“Every one seems insane to a lunatic,” answered Varrell, sharply. “If you aren’t crazy, you are at least too stupid to live with sane people. Can’t you see how he might have been able to do it? Just think.”

Dick pondered a moment and then lost his patience.

“No, I can’t, nor any one else,” he answered hotly. “Bosworth is a bad lot and a school fraud and capable of almost any ordinary meanness, but that doesn’t make him a burglar or a murderer. Perhaps if he’d tripped me up in the hockey game instead of you, I might have a different opinion.”

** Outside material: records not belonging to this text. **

PR #539, opened 2021-04-21
Move security check rejection reasons to mtp-common

ushkarev:
So that the definitions/labels are shared amongst all MTP apps and therefore data from DB can be consistently understood throughout.

See related `mtp-common` PR: https://github.com/ministryofjustice/money-to-prisoners-common/pull/421

### DIFF
--- a/mtp_noms_ops/apps/security/forms/check.py
+++ b/mtp_noms_ops/apps/security/forms/check.py
@@ -7,9 +7,14 @@ from django.utils.functional import cached_property
 from django.utils.translation import gettext_lazy as _
 from form_error_reporting import GARequestErrorReportingMixin
 from mtp_common.auth.api_client import get_api_session
+from mtp_common.security.checks import (
+    CHECK_REJECTION_TEXT_CATEGORY_LABELS,
+    CHECK_REJECTION_BOOL_CATEGORY_LABELS,
+    CHECK_REJECTION_CATEGORIES,
+)
 from requests.exceptions import RequestException
 
-from security.constants import CHECK_DETAIL_FORM_MAPPING, CHECK_AUTO_ACCEPT_UNIQUE_CONSTRAINT_ERROR
+from security.constants import CHECK_AUTO_ACCEPT_UNIQUE_CONSTRAINT_ERROR
 from security.forms.object_base import SecurityForm
 from security.utils import convert_date_fields, get_need_attention_date
 
@@ -184,11 +189,11 @@ class AcceptOrRejectCheckForm(GARequestErrorReportingMixin, forms.Form):
     """
     CheckForm for accepting or rejecting a check.
     """
-
     fiu_action = forms.CharField(max_length=10)
+
     accept_further_details = forms.CharField(
         required=False,
-        label=CHECK_DETAIL_FORM_MAPPING['decision_reason'],
+        label=_('Give further details (optional)'),
     )
     auto_accept = forms.BooleanField(
         required=False,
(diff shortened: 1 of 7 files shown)


mtp_noms_ops/apps/security/templatetags/security.py
```diff
@@ -246,6 +246,17 @@ def format_security_check_status(check):
...
 
 
+@register.filter
+def format_security_check_rejection_reasons(check):
+    if not check or not check.get('rejection_reasons'):
+        return ''
+    return format_html_join(
+        mark_safe('<br />\n'),
+        '{}',
+        map(lambda description: [description], human_readable_check_rejection_reasons(check['rejection_reasons']))
```
xoen, line 256: This is the first time I see `format_html_join()` but from what I can tell from [the Django docs](https://docs.djangoproject.com/en/3.2/ref/utils/#django.utils.html.format_html_join) it's a fancy way of joining items in a list.

Maybe it's a stupid question but why the `map` to map descriptions to lists with 1 description? Is the `map` there because `format_html_join()` wants a generator?

mtp_noms_ops/templates/security/accept_or_reject_check.html
```diff
@@ -273,10 +270,7 @@ <h2 class="govuk-heading-m">{% trans 'Decision' %}</h2>
         </p>
         <p>
           <strong>{% trans 'Decision details' %}:</strong>
-          {% for reason, value in check.rejection_reasons.items %}
-            {{ reason | get_human_readable_check_field }}{% if value != True %}: {{ value }}{% endif %}
-            <br/>
-          {% endfor %}
+          {{ check|format_security_check_rejection_reasons }}
```
xoen, line 273: Neat! Question, would the following be equivalent?

```python
{{ format_security_check_rejection_reasons(check) }}
```

ushkarev: that won't work, django template syntax does not allow calling functions like that. that's jinja style

mtp_noms_ops/apps/security/templatetags/security.py
ushkarev: `human_readable_check_rejection_reasons` returns an iterable of strings (`list[str]`) but `format_html_join` needs an iterable _of iterables_ of stuff (e.g. `list[list[Any]]`).

this function effectively works by calling `'{}'.format(*item)` for each item in the last parameter. so if the last parameter is a list of strings, the `*` expands each string into characters

ushkarev: would this be clearer?

```python
(
    (description,)
    for description in human_readable_check_rejection_reasons(check['rejection_reasons'])
)
```

mtp_noms_ops/templates/security/accept_or_reject_check.html
xoen: Cool, thanks, was just curious 👌

mtp_noms_ops/apps/security/forms/check.py
```diff
@@ -184,11 +189,11 @@ class AcceptOrRejectCheckForm(GARequestErrorReportingMixin, forms.Form):
     """
     CheckForm for accepting or rejecting a check.
     """
-
     fiu_action = forms.CharField(max_length=10)
+
     accept_further_details = forms.CharField(
         required=False,
-        label=CHECK_DETAIL_FORM_MAPPING['decision_reason'],
+        label=_('Give further details (optional)'),
```
xoen, line 196: This is nice, one less level of indirection/confusion 👍

xoen (approved):
LGTM, all seems clearer 👍

mtp_noms_ops/apps/security/forms/check.py
ushkarev: some labels weren't used anywhere else; i.e. not looked up dynamically based on variables nor from api responses. it seemed clearer to separate out the rejection reasons (which need to be dynamically looked up based on api responses) from static form labels

PR #541, opened 2021-05-07
Drop support for Python < 3.8

xoen:
We're upgrading `base`/`base-web` images to be based on Ubuntu 20.04 which
comes with Python 3.8.
It makes sense to drop support for anything older.

Also updated GH Workflow to run on newer Ubuntu 20.04 container.

Ticket: https://dsdmoj.atlassian.net/secure/RapidBoard.jspa?rapidView=79&projectKey=MTP&modal=detail&selectedIssue=MTP-1841

### DIFF
--- a/run.py
+++ b/run.py
@@ -3,8 +3,8 @@ if __name__ == '__main__':
     import os
     import sys
 
-    if sys.version_info[0:2] < (3, 6):
-        raise SystemExit('Python 3.6+ is required')
+    if sys.version_info[0:2] < (3, 8):
+        raise SystemExit('Python 3.8+ is required')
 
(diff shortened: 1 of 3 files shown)


ushkarev (approved):

run.py
```diff
@@ -4,7 +4,7 @@
     import sys
 
     if sys.version_info[0:2] < (3, 6):
```
ushkarev, line 6: ` if sys.version_info[0:2] < (3, 8):`

xoen: Yep, missed that for some reason, sorted now.

ushkarev (approved):

PR #542, opened 2021-05-07
Use timezone-aware dates in tests to match api responses

ushkarev:
Recent changes in logging levels revealed that some tests were using timezone-naive date-times.

• `mtp-api` always uses timezone-aware dates and the parsing mechanism assumes this
• tests no longer hard-code the time zone which should be determined by django settings

### DIFF
--- a/mtp_noms_ops/apps/security/tests/test_views.py
+++ b/mtp_noms_ops/apps/security/tests/test_views.py
@@ -17,8 +17,8 @@ from django.core import mail
 from django.http import QueryDict
 from django.test import SimpleTestCase, override_settings
 from django.urls import reverse
+from django.utils import timezone
 from django.utils.dateparse import parse_datetime
-from django.utils.timezone import make_aware
 from mtp_common.auth import USER_DATA_SESSION_KEY, urljoin
 from mtp_common.auth.api_client import get_request_token_url
 from mtp_common.auth.test_utils import generate_tokens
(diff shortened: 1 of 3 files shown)


mtp_noms_ops/apps/security/tests/test_views.py
```diff
@@ -2677,7 +2678,7 @@ class BaseCheckViewTestCase(SecurityBaseTestCase):
     prisoner_id = 3
     credit_id = 5
 
-    credit_created_date = datetime.datetime.now()
```
ushkarev, line 2680: this was a timezone-naive date and hence usages of `credit_created_date` in mocked api responses could not be parsed properly

mtp_noms_ops/apps/security/tests/test_views.py
```diff
@@ -2830,9 +2831,7 @@ def _generate_auto_accept_response(cls, length, page_size, active=None, number_o
                             'active': not j,
                             'reason': f'I am an automatically generated auto-accept number {i}',
                             'created': (
-                                datetime.datetime.now(
-                                    tz=pytz.timezone('Europe/London')
```
ushkarev, line 2834: `'Europe/London'` shouldn't be hard-coded as there's a setting for local timezone already

xoen (approved):
Much better ❤️

xoen (approved):
👍

PR #546, opened 2021-05-27
Fix Sentry SDK initialisation

ushkarev:
and make settings configuration a bit simpler

### DIFF
--- a/mtp_noms_ops/settings/docker.py
+++ b/mtp_noms_ops/settings/docker.py
@@ -4,13 +4,10 @@ Docker settings
 from mtp_common.stack import get_current_pod
 
 from .base import *  # noqa
-from .base import ENVIRONMENT, os
+from .base import DEBUG, ENVIRONMENT, SECRET_KEY, os
 
-# SECURITY WARNING: keep the secret key used in production secret!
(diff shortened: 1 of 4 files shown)


xoen (approved):
As discussed this LGTM, it solves the sentry initialisation issue and it's a bit simpler 👍 

`DEBUG` environment variable may need to be set explicitly on local development environment as it now defaults to `False` (which is the right thing security-wise) - but unless I'm missing something it shouldn't be a problem.

mtp_noms_ops/settings/docker.py
```diff
@@ -4,13 +4,10 @@
 from mtp_common.stack import get_current_pod
 
 from .base import *  # noqa
-from .base import ENVIRONMENT, os
+from .base import DEBUG, ENVIRONMENT, SECRET_KEY, os
```
xoen, line 7: Given we have `from .base import *` above, is this import of `DEBUG` and `SECRET_KEY` for the benefit of your editor or am I missing something here?

xoen (approved):
LGTM 👍

mtp_noms_ops/settings/docker.py
ushkarev: code inspection tools don't seem to like variables that come from the `*` import 🤷

PR #551, opened 2021-08-18
Replace usage of Mailgun with GOV.UK Notify [MTP-1901]

ushkarev:


mtp_noms_ops/apps/security/tasks.py
```diff
@@ -1,37 +1,41 @@
...
-def email_export_xlsx(*, object_type, user, session, endpoint_path, filters, export_description,
-                      attachment_name):
+def email_export_xlsx(*, object_type, user, session, endpoint_path, filters, export_description):
     if not get_language():
         language = getattr(settings, 'LANGUAGE_CODE', 'en')
         activate(language)
 
     if object_type == 'credits':
-        export_message = gettext('Attached are the credits you exported from ‘%(service_name)s’.')
+        export_message = gettext('Click the link to download the credits you exported from ‘%(service_name)s’.')
```
xoen, line 23: I wonder if we could get rid of the gettext altogether here and simplify given it would always be in English anyway and the rest of the email would be in English anyway (the rest of the template itself).

But I know you probably left this as it was instead of introducing even more changes.

ushkarev: actually, i agree. i'll get rid of the gettext cos we don't want a mixed-language email to go out!

mtp_noms_ops/apps/security/tasks.py
```diff
@@ -15,26 +13,22 @@
 
 @spoolable(body_params=('user', 'session', 'filters'))
 def email_export_xlsx(*, object_type, user, session, endpoint_path, filters, export_description):
-    if not get_language():
-        language = getattr(settings, 'LANGUAGE_CODE', 'en')
-        activate(language)
-
     if object_type == 'credits':
-        export_message = gettext('Click the link to download the credits you exported from ‘%(service_name)s’.')
+        export_message = 'Click the link to download the credits you exported from ‘Prisoner money intelligence’.'
```
xoen, line 17: Bonus point for making this just a string literal 🏅

xoen (approved):
👍

xoen (approved):
LGTM 👍

PR #577, opened 2022-07-07
Fix email exporting

ushkarev:
…which called the wrong method to get filters that are passed to mtp-api. Instead, it incorrectly used the form representation.


neilmendum (approved):
LGTM

PR #591, opened 2023-05-10
MTP-1937: Remove dependency on `django-form-error-reporting` mixins

xoen:
- removed `GARequestErrorReportingMixin` from forms
- removed now unnecessary `get_ga_event_category()` method from `SearchFormV2Mixin` - this was taking advantage of an hook in `django-form-error-reporting` to customise the `category` property of the event sent to GA - it shouldn't be unnecessary now
- bumped mtp-common to version `15.0.0` (unreleased atm)

### DIFF
--- a/mtp_noms_ops/apps/security/forms/object_list.py
+++ b/mtp_noms_ops/apps/security/forms/object_list.py
@@ -37,10 +37,6 @@ class SearchFormV2Mixin(forms.Form):
     # indicates whether the form was used in advanced search
     advanced = forms.BooleanField(initial=False, required=False)
 
-    def get_ga_event_category(self):
-        """GA event category."""
-        return f'form-errors-{self.__class__.__name__}'
-
     def was_advanced_search_used(self):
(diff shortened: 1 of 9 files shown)


mtp_noms_ops/apps/security/forms/object_list.py
```diff
@@ -37,10 +37,6 @@ class SearchFormV2Mixin(forms.Form):
     # indicates whether the form was used in advanced search
     advanced = forms.BooleanField(initial=False, required=False)
 
-    def get_ga_event_category(self):
```
xoen, line 40: @ushkarev unless I'm missing something, this method was only used to override the category property of the event sent to GA right?

e.g. was overriding this: https://github.com/ministryofjustice/django-form-error-reporting/blob/e5e41f1b3e1bd6c33f6840c10ad7dadb6ebee1c3/form_error_reporting.py#L82-L86

So it should be safe (and clean) to remove - or am I missing something here?

PR #593, opened 2023-05-18
MTP-1957: Load prisoner locations from offender search

ushkarev:
…as an automated replacement for manually uploading CSV report saved from NOMIS. For now, the management command is _not_ scheduled to run periodically.

### DIFF
--- a/mtp_noms_ops/apps/prisoner_location_admin/management/commands/load_locations_from_offender_search.py
+++ b/mtp_noms_ops/apps/prisoner_location_admin/management/commands/load_locations_from_offender_search.py
@@ -1,0 +1,125 @@
+import logging
+import typing
+
+from django.conf import settings
+from django.core.management import BaseCommand
+from django.utils.functional import cached_property
+from mtp_common.auth import api_client, urljoin, MojUser
+from mtp_common.nomis import connector, request_retry
+import requests
+
+from prisoner_location_admin.models import PrisonerLocation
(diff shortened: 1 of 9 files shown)


mtp_noms_ops/apps/prisoner_location_admin/management/commands/load_locations_from_offender_search.py
```diff
@@ -0,0 +1,125 @@
...
+            while True:
+                url = urljoin(
+                    settings.HMPPS_OFFENDER_SEARCH_BASE_URL,
+                    f'/prison/{prison_id}/prisoners?cellLocationPrefix=&size=500&page={page}&sort=prisonerNumber,ASC',
+                    trailing_slash=False,
+                )
+                response: requests.Response = request_retry(
+                    'get',
+                    url,
+                    retries=0,
```
xoen, line 78: we don't want to retry here? It's a `GET` request without side effects...is it 'cause retrying could have a different set of prisoners and you prefer to rely on the retry mechanism for the whole command?

ushkarev: to be honest, _this_ call could totally retry a few times. i just wanted to trial it without any retries anywhere first so that it crashes noisily if there's any problem anywhere

xoen (dismissed):

xoen (approved):

PR #2727, opened 2017-08-05
add missing indexes for nsclient

MilosKozak:


sulkaharo:
Note this is likely to increase the amount of problems people have with mlab scaling - we already have too make indexed fields and most of the queries fail to use the indexes so adding more will probably just make things worse overall... :(

stavlor:
https://drive.google.com/file/d/0B8GpOcukfs3-VFVJRXlRemZKWlU/view?usp=drivesdk note that not having it is already causing mLab e-mails. I added it the other day on mine.

MilosKozak:
@sulkaharo what's the issue with indexes?

sulkaharo:
In databases, the software needs to update the indexes on every insertion of new data (heavy operation) and have relevant parts of the index in memory when queries are issued, so indexes cause the server to work a lot harder, even in cases where the indexes won’t actually speed up the query - just adding an index doesn’t mean the query is automatically faster. All of this increases the probability that the free mlab tier will run out of resources, so we’re worried about performance, we should actually run all our queries through a query analyzer and re-structure the queries to use the indexes. I looked at the original indexing Ben added to the software and I’m pretty sure the database ignores the index on queries, because the query structure of the “query for anything” API causes a full table scan (going through every element in the collection) anyway.

MilosKozak:
i've added indexes for fields i'm using for dedupping in websockets communication.
https://github.com/nightscout/cgm-remote-monitor/blob/dev/lib/websocket.js#L286
do you think it will not help @sulkaharo ?

sulkaharo:
I’m pretty sure that query either goes through the entire collection or only uses the created_at index.

MilosKozak:
did you see the screenshot from stavlor?

sulkaharo:
No, where is it? You can check if indexes are helping with these instructions: https://docs.mongodb.com/v3.4/tutorial/analyze-query-plan/

MilosKozak:
https://drive.google.com/file/d/0B8GpOcukfs3-VFVJRXlRemZKWlU/view?usp=drivesdk

PR #2740, opened 2017-08-13
update time!

tangermean:


stavlor:
Note this pull request is in the wrong direction, you want to do it the otherway see this http://nightscout.github.io/pages/update-fork/

PR #2763, opened 2017-08-25
Upgrade node from 8.1.4 to 8.4.0 and store treatments in UTC (and return deduped/sorted)

PieterGit:
- Upgrade node from 8.1.4 to 8.4.0 (speed improvement)
- Nightscout fix for https://github.com/openaps/oref0/issues/600
  - Store uploaded/inserted/upserted/changed treatments with `created_at` 
  - Improve unit test for treatments with different Timezones
  - Sort treatments on `created_at` field before sending to the client

Question:
- @sulkaharo :  why did you use t.timestamp in https://github.com/nightscout/cgm-remote-monitor/blame/dev/lib/api/treatments/index.js#L42 . I would have expected t.created_at


PieterGit:
I deployed this PR and think it's ready to be tested and reviewed. If somebody can also double check whether when converting to this release does not cause duplicate treatments when upgrading to this release that would be great. I can't test that anymore because I converted earlier on a different code base.

So the test I would like to be either  (simple):
- upgrade your nightscout to this PR
- check the treatments in Nightscout and make sure you don't see any duplicates

Or more complex:
- check/save your https://yournightscout/api/v1/treatments.json?find[created_at][$gte]=2017-08-26
- upgrade your nightscout
- make sure your oref0 0.5.3 rig uploads the pump treatments
- check/save your https://yournightscout/api/v1/treatments.json?find[created_at][$gte]=2017-08-26
- make sure you don't see any duplicates

sulkaharo:
@jamorham Does xDrip normalize the data to UTC before uploading? Any other uploaders we need to double check before merging to dev?

sulkaharo:
@jasoncalabrese you might want to weigh in here too - I'd love to add data validation, only worry is will something break when this goes out.

@pazaan does the 640G uploader do any two-way synching / how does the date normalization work?

jasoncalabrese:
I think it's too late to change any data rules for uploaders, there are too many out it the wild and many will never be updated, having an extra field would be safe, but extra index size

stavlor:
Right far easier to change what we do with the data than change all the
uploaders

PieterGit:
@sulkaharo @jasoncalabrese : this PR does not enforce data validation. It converts `created_at` timestamps with timezone information to a common / canonical UTC format when storing it.  It implements the https://en.wikipedia.org/wiki/Robustness_principle "Be conservative in what you send, be liberal in what you accept". The most efficient way of implementing that is storing the `created_at` values always in UTC format.

All uploaders should accept UTC format now, because otherwise treatments created in Nightscout won't work for them (Nightscout always uses UTC format). The problem is that not all uploaders upload in UTC format (e.g. oref0, ) which causes bugs, that also trigger "bugs" in Nightscout, e.g.:
- future treatments can fail, because it select future treatments based on UTC format
- sometimes treatments can be missed when queried with: https://nightscout/api/v1/treatments.json?find[created_at][$gte]=2017-08-25

What's the suggested way forward?

pazaan:
@sulkaharo 600-series uploader doesn't do 2 way syncing at the moment. We're only just starting to upload treatments in an upcoming release, so I can make sure they adhere to whatever standard you like. I assume you want the `Z`-notation?

PieterGit:
Yes, in UTC format in the `created_at`  field, thus ending with a `Z` and not having timezone information.
Note that I don't change anything to the `timestamp` field. oref0 still uses the localtime format (with timezone), e.g. `2017-08-26T08:53:42+02:00`

sulkaharo:
@PieterGit Oops Node 8.1.4 is the latest version available in Azure. I don't have an ETA for when they update, so better no update to a later version.

PieterGit:
@sulkaharo no problems to reset to node to 8.1.4 for this PR.  Wouldn't it be better that Travis (and Nightscout) support both 8.1.4 (latest Node version on Azure) and 8.4.0 (latest Node version available Heroku).  I thought Travis can also be configured to test with multiple Node versions.

@jasoncalabrese do you still object to this PR?

sulkaharo:
Ah yes, sorry for poor choice of words earlier, didn't mean this adds validation. @jasoncalabrese the idea is that NS API would fix data as it comes in, if we determine it's fixable safely. I would add features to disregard completely invalid data though, such as CGM entries that don't contain a SGV value -> NS should guarantee some level of data validity.

@PieterGit deployment to Azure fails if package.json declares anything newer than 8.1.4. We can add 8.4.0 to Travis, but not sure how you'd use that in Heroku given it uses the version from package.json. (I'm personally using Heroku, so yes would prefer 8.4 but that's at least now a no-go to most NS users.)

PieterGit:
I reverted to Node 8.1.4 at @sulkaharo request. Can this be merged to dev?

PieterGit:
@jasoncalabrese @sulkaharo : what's the way forward with this issue. Now that 0.10 has been released, I would like to know how this needs to be merged in a future version.

I see two major options:
1  Change the internal behaviour and not increase the api version. In this case all combinations of uploaders and APS'es must be checked to see if they work for all timezones.
2. create a new v2 api interface that requires uploaders to upload in UTC format (and probably have more validations). 

I think 1 is faster, but can pose a risk. On the other hand I also found bugs in the current implementation that can lead to problems if there is a interpretation difference between uploader and APS. I noticed false postitves for future CGM records (oref0 fails working if it thinks cgm values are more than 10 minutes old) in +02:00 timezone. I think that could also work the other way around: stale date which can be interpreted as current with negative TZ offset.

What is your opinion?

PieterGit:
Postponing to 0.11.0 or later. Let's first get this right for the activity monitoring in Nightscout.

PieterGit:
Current state is still: postponed until 0.11. Probably will start to create a new API v2 version which enforces uploaders to do the the right things. That change is far too big for 0.10.x. Implementation strategy:
- make enforcing endpoints for cgm for Nightscout (and probably also for pump history)
- create a branch for uploaders such as oref0, AndroidAPS, etc. that uses these new API's
- make sure it works
- release the nightscout version with v1 and v2 API
- release the APS versions that can work with these new v2 endpoints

Varrell laughed with the satisfied air of one who knows that he has the better end of the argument. “You’re wrong there, Dicky old boy,” he said, clapping his irate friend cordially on the shoulder. “You could forgive him far more easily for tripping you than for tripping me. I know you better than you do yourself.”

“All the same, I don’t see any connection between Bosworth and the safe breaking.”

“Well, listen. Eddy stood behind Miss Devon in the office when she was working on the lock. He saw the combination and told Bosworth of it when he was in Bosworth’s room about half-past nine. I know he was there then, for I saw him there from my window. This suggested to Bosworth an easy way in which to make good his losses and pay for the clothes,—as he certainly did pay a few days after. That, I believe, was the course of events, but I can furnish no evidence, and I don’t see how any can be furnished, unless Eddy can be made to squeal.”

“What about the check?”

“He probably burned that.”

They stood at the point at which their ways parted. Melvin was thinking hard and kicking the gravel recklessly with his foot. A squall of dust and stones struck his companion in the knee.

“Come, let up on that!” said Varrell, brushing off his trousers with a show of indignation. “Can’t you think without using your feet? There are disadvantages in this football training of yours.”